- What to work on:
Copy out once more, exactly, the line with "Add simd to for loops" and all the lines after it, up to the last line of the data.

__________________________________________________

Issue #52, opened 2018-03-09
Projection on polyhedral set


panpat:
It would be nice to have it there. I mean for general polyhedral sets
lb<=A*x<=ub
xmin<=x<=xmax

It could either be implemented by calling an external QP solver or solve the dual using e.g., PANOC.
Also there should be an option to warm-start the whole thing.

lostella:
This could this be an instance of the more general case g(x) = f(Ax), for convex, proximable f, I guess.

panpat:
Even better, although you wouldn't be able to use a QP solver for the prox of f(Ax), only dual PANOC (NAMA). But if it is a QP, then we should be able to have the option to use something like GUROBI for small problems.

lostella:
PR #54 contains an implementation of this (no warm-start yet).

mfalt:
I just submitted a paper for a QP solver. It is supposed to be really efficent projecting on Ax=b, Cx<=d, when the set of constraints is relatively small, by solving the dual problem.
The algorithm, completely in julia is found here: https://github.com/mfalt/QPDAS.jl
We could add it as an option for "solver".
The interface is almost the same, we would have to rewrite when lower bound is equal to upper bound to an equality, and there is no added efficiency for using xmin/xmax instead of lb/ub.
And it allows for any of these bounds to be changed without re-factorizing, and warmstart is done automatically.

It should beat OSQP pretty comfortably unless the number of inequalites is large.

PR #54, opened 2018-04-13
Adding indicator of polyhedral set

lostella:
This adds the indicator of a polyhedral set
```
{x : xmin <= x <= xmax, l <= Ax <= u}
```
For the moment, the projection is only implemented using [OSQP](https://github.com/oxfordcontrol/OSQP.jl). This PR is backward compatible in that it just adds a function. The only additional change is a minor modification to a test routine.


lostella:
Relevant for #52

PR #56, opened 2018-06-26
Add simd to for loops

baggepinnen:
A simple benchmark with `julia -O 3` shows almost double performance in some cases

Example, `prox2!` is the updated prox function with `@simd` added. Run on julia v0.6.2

__________________________________________________

- Response for this exercise:
Add simd to for loops

baggepinnen:
A simple benchmark with `julia -O 3` shows almost double performance in some cases

Example, `prox2!` is the updated prox function with `@simd` added. Run on julia v0.6.2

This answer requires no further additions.